Under the new legislation, the Federal Information Security Management Act (FISMA) of 2002 would be revisited and reformed. Currently, cybersecurity rule belongs to no one person or agency. More than a dozen federal agencies have claimed responsibility for cybersecurity and respond independently to threats and vulnerabilities. Meanwhile, civilian agencies operate independently of federal agencies.

In addition to enhancing coordination of the various agencies and other stakeholders involved in cybersecurity at the federal level, the bill would link budgetary decisions specifically to strategic policy, said Erik Hopkins, a staff member with the Senate Committee on Homeland Security and Governmental Affairs, in a presentation at RSA. A Senate hearing on the proposal is scheduled for 10 a.m. Tuesday.

Compliance with FISMA would also be changed, directly correlating it with security tools to measure progress, said Alan Paller, director of research at The SANS Institute, a Bethesda, Md.-based nonprofit cybersecurity research group. Instead of offering high grades for compliance under a FISMA checklist, gap analysis and vulnerability assessments would be used to measure the effectiveness of agency cybersecurity preparation.

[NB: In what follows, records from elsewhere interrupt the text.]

PR #3854, opened 2023-08-28
Security Broker plugin improvement

riccardomodanese:
Brief description of the PR.
Add a map to keep track of the last publish time for each address and lowering some log line since the current info log is too verbose and, as usual, prevent to see the important informations.
Other log lines should be set in debug level or removed but let's do it step by step.

**Related Issue**
none

see description

**Screenshots**
none

none

### DIFF
--- a/broker/artemis/plugin/src/main/java/org/eclipse/kapua/broker/artemis/plugin/security/AddressMap.java
+++ b/broker/artemis/plugin/src/main/java/org/eclipse/kapua/broker/artemis/plugin/security/AddressMap.java
@@ -1,0 +1,42 @@
+/*******************************************************************************
+ * Copyright (c) 2022 Eurotech and/or its affiliates and others
+ *
+ * This program and the accompanying materials are made
+ * available under the terms of the Eclipse Public License 2.0
+ * which is available at https://www.eclipse.org/legal/epl-2.0/
+ *
+ * SPDX-License-Identifier: EPL-2.0
+ *
+ * Contributors:
+ *     Eurotech - initial API and implementation
+ *******************************************************************************/
+package org.eclipse.kapua.broker.artemis.plugin.security;
+
+import java.util.Map;
+import java.util.concurrent.ConcurrentHashMap;
+
+public class AddressMap {
+
+    protected Map<String, Long> accessMap;
+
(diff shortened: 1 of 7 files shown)


broker/artemis/plugin/src/main/java/org/eclipse/kapua/broker/artemis/plugin/security/AddressMap.java
```diff
@@ -0,0 +1,42 @@
...
+
+    public void remove(String address) {
+        accessMap.remove(address);
+    }
+
+    public Long get(String address) {
+        return accessMap.get(address);
+    }
+
+    public int sie() {
```
elbert3: Fix name to "size"

broker/artemis/plugin/src/main/java/org/eclipse/kapua/broker/artemis/plugin/security/AddressMap.java
```diff
@@ -0,0 +1,42 @@
...
+ *
+ * Contributors:
+ *     Eurotech - initial API and implementation
+ *******************************************************************************/
+package org.eclipse.kapua.broker.artemis.plugin.security;
+
+import java.util.Map;
+import java.util.concurrent.ConcurrentHashMap;
+
+public class AddressMap {
```
elbert3: To me "AddressMap" seems to imply that it is a "Map" implementation.  Maybe "AddressTracker" or "AddressAccessTracker" would be better?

FISMA measured the wrong things. FISMA needs a fundamental change to enable prioritization of resources so that costs can be controlled and Web application security can go from 'missing' to 'covered.'
Alan Paller
director of research, The SANS Institute
"FISMA measured the wrong things," Paller said in a panel session last week at RSA. "FISMA needs a fundamental change to enable prioritization of resources so that costs can be controlled and Web application security can go from 'missing' to 'covered.'"

The new FISMA requirements call for government agencies and DoD contractors to comply with a set of prioritized controls that reflect their ability to detect and stop cyberattacks. The Rockefeller-Snowe cybersecurity bill introduced recently contains far-reaching requirements that would cover security infrastructure. Called the kill-switch bill, it would add certification and licensing burdens to agencies and companies alike. The wide-reaching legislation would also give the president the authority to shut down the Internet in the event of a massive cyberattack. The missing ingredient provided by the ICE Act, in Paller's view, is coverage of Internet service providers.

"What we need is granularity," Paller said. "No one wants to turn off all industries."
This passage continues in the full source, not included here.